Have you ever wondered what a professional kit looks like? This guide is for you if you're ready to elevate your product list.
Disclaimer: The material and course template published by Meagan Phillips Makeup Artistry is considered intellectual property. It should not be duplicated, shared, or used for any other purpose. The Teachable platform logs the IP addresses for each student. Failure to adhere to the policies provided may result in legal action. By continuing to access the guide, you agree to the following legal terms and conditions.
NONDISCLOSURE AGREEMENT
- Confidential Information:
For the purpose of this Agreement, "Confidential Information" refers to any information or material that has commercial value or other utility in the business that the Disclosing Party is engaged in. If the Confidential Information is in written form, the Disclosing Party should label or stamp it with the word "Confidential" or a similar warning. If the Confidential Information is transmitted orally, the Disclosing Party should promptly provide written confirmation that such oral communication constitutes Confidential Information.
- Exclusions from Confidential Information:
The Receiving Party's obligations under this Agreement do not apply to information that: (a) was already publicly known at the time of disclosure or subsequently becomes publicly known through no fault of the Receiving Party; (b) was discovered or created by the Receiving Party before disclosure by the Disclosing Party; (c) was learned by the Receiving Party through legitimate means other than from the Disclosing Party or Disclosing Party's representatives; or (d) is disclosed by the Receiving Party with the Disclosing Party's prior written approval.
- Obligations of Receiving Party:
3.1 The Receiving Party should keep the Confidential Information strictly confidential for the sole and exclusive benefit of the Disclosing Party.
3.2 The Receiving Party should carefully restrict access to the Confidential Information to employees, contractors, and third parties as needed and should require those individuals to sign non-disclosure agreements that are at least as protective as this Agreement.
3.3 Without the prior written approval of the Disclosing Party, the Receiving Party should not use, publish, copy, or disclose the Confidential Information to others or allow others to use it for their benefit or to the detriment of the Disclosing Party.
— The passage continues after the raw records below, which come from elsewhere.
PR #2001, opened 2017-12-30
mcrypt: new recipe

nysnatuss:
Add recipe for [mcrypt](http://mcrypt.sourceforge.net/), an enhanced replacement for the old crypt command.

### DIFF
--- a/app-crypt/mcrypt/mcrypt-2.6.8.recipe
+++ b/app-crypt/mcrypt/mcrypt-2.6.8.recipe
@@ -1,3 +1,4 @@
+SUMMARY="Replacements for the old Unix crypt"
 DESCRIPTION="mcrypt is an enhanced replacement for the old crypt command. It \
 allows users to encrypt files or data streams without having to be \
 cryptographers. mcrypt uses libmcrypt, its companion library, which contains \
--- a/app-crypt/mcrypt/mcrypt-2.6.8.recipe
+++ b/app-crypt/mcrypt/mcrypt-2.6.8.recipe
@@ -1,0 +1,51 @@
+SUMMARY="Replacements for the old Unix crypt"
+DESCRIPTION="mcrypt is an enhanced replacement for the old crypt \
+command. mcrypt allows developers to use a wide range of encryption \
+functions without making drastic changes to their code. It contains the \
+actual encryption functions and provides a standardized mechanism for \
+accessing them."
+HOMEPAGE="http://mcrypt.sourceforge.net/"
+COPYRIGHT="1998-2007 Nikos Mavroyanopoulos"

3.4 If the Disclosing Party requests it in writing, the Receiving Party should return any and all records, notes, and other written, printed, or tangible materials in its possession relating to the Confidential Information.
- Time Periods:
The non-disclosure provisions of this Agreement will remain in effect after the termination of this Agreement. The Receiving Party's duty to keep the Confidential Information confidential will continue until the Confidential Information no longer qualifies as a trade secret or until the Disclosing Party sends the Receiving Party written notice releasing them from this Agreement, whichever occurs first.
- No Warranty:
The Disclosing Party provides all Confidential Information "AS IS" and without any warranty, express or implied, regarding the Confidential Information's completeness, accuracy, or performance.
- Remedies:
Both parties to this Agreement acknowledge and agree that the Confidential Information covered by this Agreement is unique and valuable, and that unauthorized distribution and disclosure of the Confidential Information could potentially destroy or at the very least diminish its value. The damages that the Disclosing Party could sustain as a result of unauthorized dissemination of the Confidential Information would be difficult to calculate. Therefore, both parties agree that the Disclosing Party is entitled to seek injunctive relief to prevent the dissemination of any Confidential Information that would violate the terms of this Agreement. Any such injunctive relief will be in addition to any other remedies that the Disclosing Party may have at law or equity.
- Relationships:
Nothing contained in this Agreement shall be deemed to constitute either party a partner, joint venture or employee of the other party for any purpose.
- Severability:
If any provision of this Agreement is invalid or unenforceable under applicable law, the remaining provisions will continue in full force and effect.
- Waiver:
The failure of either party to exercise any right provided for herein shall not be deemed a waiver of any right hereunder.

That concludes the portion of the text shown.